Task objective ▸
Repeat the data exactly, so that every line matches the original.

Saved entries
○ ○ ○ ○

PR #188, opened 2021-05-21
Test for same template names in different schemas and tenants

shrsr:
Addition of test cases

### DIFF
--- a/tests/integration/targets/mso_schema_template/tasks/main.yml
+++ b/tests/integration/targets/mso_schema_template/tasks/main.yml
@@ -38,18 +38,22 @@
     schema: '{{ item }}'
     state: absent
   loop:
+  - '{{ mso_schema | default("ansible_test") }}_3'
   - '{{ mso_schema | default("ansible_test") }}_2'
   - '{{ mso_schema | default("ansible_test") }}'
 
 - name: Ensure tenant ansible_test exists
   mso_tenant: 
     <<: *mso_info
-    tenant: ansible_test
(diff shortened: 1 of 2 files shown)


tests/integration/targets/mso_schema_template/tasks/main.yml
```diff
@@ -38,18 +38,22 @@
...
-    tenant: ansible_test
+    tenant: '{{ item }}'
     users:
       - '{{ mso_username }}'
     sites:
     - '{{ mso_site | default("ansible_test") }}'
     state: present
+  loop:
+  - 'ansible_test'
+  - 'ansible_test_2'
```
lhercot, line 56: You add a tenant here and a schema after but does not change the cleanup section of the next module so I am afraid one module will fail at the next execution of this one.

lhercot (changes requested):

tests/integration/targets/mso_schema_template/tasks/main.yml
shrsr: I added a cleanup section for the extra tenant and schema I included here. That should take care of this right?

lhercot: You might need to add those at the top of the next module also in case this module fails so the future modules don't have any issues.

shrsr: okay

lhercot (approved):
LGTM

Issue #190, opened 2021-05-24
Add support for Schema and Template Cloning (MSO 3.3)


lhercot:
### Community Note

* Please vote on this issue by adding a 👍 [reaction](https://blog.github.com/2016-03-10-add-reactions-to-pull-requests-issues-and-comments/) to the original issue to help the community and maintainers prioritize this request
* Please do not leave "+1" or other comments that do not add relevant new information or questions, they generate extra noise for issue followers and do not help prioritize the request
* If you are interested in working on this issue or have submitted a pull request, please leave a comment

### Description

Create new modules to clone Schema's or Template's based on new feature of MSO 3.3

### New or Affected Module(s):

* mso_schema_clone
* mso_schema_template_clone

### MSO version and MSO Platform

* V3.3.x ND-based.

### APIC version and APIC Platform for Site Level Resources

* N/A

PR #196, opened 2021-05-25
[mso_schema_clone] Supports cloning the schema issue #190

anvitha-jain:
solves #190

### DIFF
--- a/plugins/modules/mso_schema_clone.py
+++ b/plugins/modules/mso_schema_clone.py
@@ -1,0 +1,118 @@
+#!/usr/bin/python
+# -*- coding: utf-8 -*-
+
+# Copyright: (c) 2021, Anvitha Jain (@anvitha-jain) <anvjain@cisco.com>
+# GNU General Public License v3.0+ (see LICENSE or https://www.gnu.org/licenses/gpl-3.0.txt)
+
+from __future__ import absolute_import, division, print_function
+__metaclass__ = type
+
+ANSIBLE_METADATA = {'metadata_version': '1.1',
+                    'status': ['preview'],
+                    'supported_by': 'community'}
+
+DOCUMENTATION = r'''
+---
+module: mso_schema_clone
+short_description: Clone schemas
+description:
+- Clone schemas on Cisco ACI Multi-Site.
+- Clones only template objects and not site objects.
+- This module can only be used on versions of MSO that are 3.3 or greater.
+author:
+- Anvitha Jain (@anvitha-jain)
+options:
+  source_schema:
+    description:
+    - The name of the source_schema.
+    type: str
+  destination_schema:
+    description:
+    - The name of the destination_schema.
+    type: str
+    aliases: [ name, displayName ]
+  state:
+    description:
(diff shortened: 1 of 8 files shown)


plugins/modules/mso_schema_clone.py
```diff
@@ -0,0 +1,118 @@
...
+    type: str
+    aliases: [ name, displayName ]
+  state:
+    description:
+    - Use C(clone) for adding.
+    type: str
+    choices: [ clone ]
+    default: clone
+notes:
+- Due to restrictions of the MSO REST API this module cannot create empty schemas (i.e. schemas without templates).
```
lhercot, line 41: I don't think this note is needed here.

plugins/modules/mso_schema_clone.py
```diff
@@ -0,0 +1,118 @@
...
+  Use the M(cisco.mso.mso_schema_template) to automatically create schemas with templates.
```
lhercot, line 42: Same here

plugins/modules/mso_schema_clone.py
```diff
@@ -0,0 +1,118 @@
...
+options:
+  source_schema:
+    description:
+    - The name of the source_schema.
+    type: str
+  destination_schema:
+    description:
+    - The name of the destination_schema.
+    type: str
+    aliases: [ name, displayName ]
```
lhercot, line 33: remove aliases. I don't think they are clear enough.

plugins/modules/mso_schema_clone.py
```diff
@@ -0,0 +1,118 @@
...
+    destination_schema_id = None
+    path = 'schemas'
+
+    # Check if source and destination schema are named differently
+    if source_schema == destination_schema:
+        mso.fail_json(msg="Schema with the name '{0}' already exists. Please use another name.".format(destination_schema))
+    # Query for existing object(s)
+    if destination_schema:
+        mso.existing = mso.get_obj(path, displayName=destination_schema)
+        if mso.existing:
```
lhercot, line 96: Does the UI allow you to clone to a destination schema that already exists?

plugins/modules/mso_schema_clone.py
```diff
@@ -0,0 +1,118 @@
...
+    destination_schema = module.params.get('destination_schema')
+    state = module.params.get('state')
+
+    mso = MSOModule(module)
+
+    # Get source schema details
+    source_schema_path = "schemas/{0}".format(mso.lookup_schema(source_schema))
+    source_schema_obj = mso.query_obj(source_schema_path, displayName=source_schema)
+
+    source_data = source_schema_obj.get('templates')
```
lhercot, line 85: You don't seems to fail if source_schema does not exist. Is that normal?

lhercot (changes requested):

plugins/modules/mso_schema_clone.py
anvitha-jain: I check this condition in the line above.

lhercot (approved):

PR #222, opened 2021-12-11
Adding support to the DCNM

cassiolange:
adding two new modules, updating the mso_schema_template to support Network templates (DCNM) and  fixing the user and site lookup.


anvitha-jain (changes requested):
README.md file changes are not necessary. There is no test case file to test the modules created.

PR #272, opened 2022-06-02
Added patch_operation attribute to the mso module utility 

sajagana:
Note:

Added patch_operation attribute to the mso module to print the full PATCH operations when output_level is debug and the invocation method is PATCH.


lhercot (approved):
LGTM

PR #52, opened 2018-09-15
Testing go mod vendor

cliedeman:


ciaran-stackworx:
I believe the old linter was the main reason I needed the go mod vendor. Hopefully it can be removed now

○ ○ ○ ○

The completed task ▸
PR #188, opened 2021-05-21
Test for same template names in different schemas and tenants

shrsr:
Addition of test cases

### DIFF
--- a/tests/integration/targets/mso_schema_template/tasks/main.yml
+++ b/tests/integration/targets/mso_schema_template/tasks/main.yml
@@ -38,18 +38,22 @@
     schema: '{{ item }}'
     state: absent
   loop:
+  - '{{ mso_schema | default("ansible_test") }}_3'
   - '{{ mso_schema | default("ansible_test") }}_2'
   - '{{ mso_schema | default("ansible_test") }}'
 
 - name: Ensure tenant ansible_test exists
   mso_tenant: 
     <<: *mso_info
-    tenant: ansible_test
(diff shortened: 1 of 2 files shown)


tests/integration/targets/mso_schema_template/tasks/main.yml
```diff
@@ -38,18 +38,22 @@
...
-    tenant: ansible_test
+    tenant: '{{ item }}'
     users:
       - '{{ mso_username }}'
     sites:
     - '{{ mso_site | default("ansible_test") }}'
     state: present
+  loop:
+  - 'ansible_test'
+  - 'ansible_test_2'
```
lhercot, line 56: You add a tenant here and a schema after but does not change the cleanup section of the next module so I am afraid one module will fail at the next execution of this one.

lhercot (changes requested):

tests/integration/targets/mso_schema_template/tasks/main.yml
shrsr: I added a cleanup section for the extra tenant and schema I included here. That should take care of this right?

lhercot: You might need to add those at the top of the next module also in case this module fails so the future modules don't have any issues.

shrsr: okay

lhercot (approved):
LGTM

Issue #190, opened 2021-05-24
Add support for Schema and Template Cloning (MSO 3.3)


lhercot:
### Community Note

* Please vote on this issue by adding a 👍 [reaction](https://blog.github.com/2016-03-10-add-reactions-to-pull-requests-issues-and-comments/) to the original issue to help the community and maintainers prioritize this request
* Please do not leave "+1" or other comments that do not add relevant new information or questions, they generate extra noise for issue followers and do not help prioritize the request
* If you are interested in working on this issue or have submitted a pull request, please leave a comment

### Description

Create new modules to clone Schema's or Template's based on new feature of MSO 3.3

### New or Affected Module(s):

* mso_schema_clone
* mso_schema_template_clone

### MSO version and MSO Platform

* V3.3.x ND-based.

### APIC version and APIC Platform for Site Level Resources

* N/A

PR #196, opened 2021-05-25
[mso_schema_clone] Supports cloning the schema issue #190

anvitha-jain:
solves #190

### DIFF
--- a/plugins/modules/mso_schema_clone.py
+++ b/plugins/modules/mso_schema_clone.py
@@ -1,0 +1,118 @@
+#!/usr/bin/python
+# -*- coding: utf-8 -*-
+
+# Copyright: (c) 2021, Anvitha Jain (@anvitha-jain) <anvjain@cisco.com>
+# GNU General Public License v3.0+ (see LICENSE or https://www.gnu.org/licenses/gpl-3.0.txt)
+
+from __future__ import absolute_import, division, print_function
+__metaclass__ = type
+
+ANSIBLE_METADATA = {'metadata_version': '1.1',
+                    'status': ['preview'],
+                    'supported_by': 'community'}
+
+DOCUMENTATION = r'''
+---
+module: mso_schema_clone
+short_description: Clone schemas
+description:
+- Clone schemas on Cisco ACI Multi-Site.
+- Clones only template objects and not site objects.
+- This module can only be used on versions of MSO that are 3.3 or greater.
+author:
+- Anvitha Jain (@anvitha-jain)
+options:
+  source_schema:
+    description:
+    - The name of the source_schema.
+    type: str
+  destination_schema:
+    description:
+    - The name of the destination_schema.
+    type: str
+    aliases: [ name, displayName ]
+  state:
+    description:
(diff shortened: 1 of 8 files shown)


plugins/modules/mso_schema_clone.py
```diff
@@ -0,0 +1,118 @@
...
+    type: str
+    aliases: [ name, displayName ]
+  state:
+    description:
+    - Use C(clone) for adding.
+    type: str
+    choices: [ clone ]
+    default: clone
+notes:
+- Due to restrictions of the MSO REST API this module cannot create empty schemas (i.e. schemas without templates).
```
lhercot, line 41: I don't think this note is needed here.

plugins/modules/mso_schema_clone.py
```diff
@@ -0,0 +1,118 @@
...
+  Use the M(cisco.mso.mso_schema_template) to automatically create schemas with templates.
```
lhercot, line 42: Same here

plugins/modules/mso_schema_clone.py
```diff
@@ -0,0 +1,118 @@
...
+options:
+  source_schema:
+    description:
+    - The name of the source_schema.
+    type: str
+  destination_schema:
+    description:
+    - The name of the destination_schema.
+    type: str
+    aliases: [ name, displayName ]
```
lhercot, line 33: remove aliases. I don't think they are clear enough.

plugins/modules/mso_schema_clone.py
```diff
@@ -0,0 +1,118 @@
...
+    destination_schema_id = None
+    path = 'schemas'
+
+    # Check if source and destination schema are named differently
+    if source_schema == destination_schema:
+        mso.fail_json(msg="Schema with the name '{0}' already exists. Please use another name.".format(destination_schema))
+    # Query for existing object(s)
+    if destination_schema:
+        mso.existing = mso.get_obj(path, displayName=destination_schema)
+        if mso.existing:
```
lhercot, line 96: Does the UI allow you to clone to a destination schema that already exists?

plugins/modules/mso_schema_clone.py
```diff
@@ -0,0 +1,118 @@
...
+    destination_schema = module.params.get('destination_schema')
+    state = module.params.get('state')
+
+    mso = MSOModule(module)
+
+    # Get source schema details
+    source_schema_path = "schemas/{0}".format(mso.lookup_schema(source_schema))
+    source_schema_obj = mso.query_obj(source_schema_path, displayName=source_schema)
+
+    source_data = source_schema_obj.get('templates')
```
lhercot, line 85: You don't seems to fail if source_schema does not exist. Is that normal?

lhercot (changes requested):

plugins/modules/mso_schema_clone.py
anvitha-jain: I check this condition in the line above.

lhercot (approved):

PR #222, opened 2021-12-11
Adding support to the DCNM

cassiolange:
adding two new modules, updating the mso_schema_template to support Network templates (DCNM) and  fixing the user and site lookup.


anvitha-jain (changes requested):
README.md file changes are not necessary. There is no test case file to test the modules created.

PR #272, opened 2022-06-02
Added patch_operation attribute to the mso module utility 

sajagana:
Note:

Added patch_operation attribute to the mso module to print the full PATCH operations when output_level is debug and the invocation method is PATCH.


lhercot (approved):
LGTM

PR #52, opened 2018-09-15
Testing go mod vendor

cliedeman:


ciaran-stackworx:
I believe the old linter was the main reason I needed the go mod vendor. Hopefully it can be removed now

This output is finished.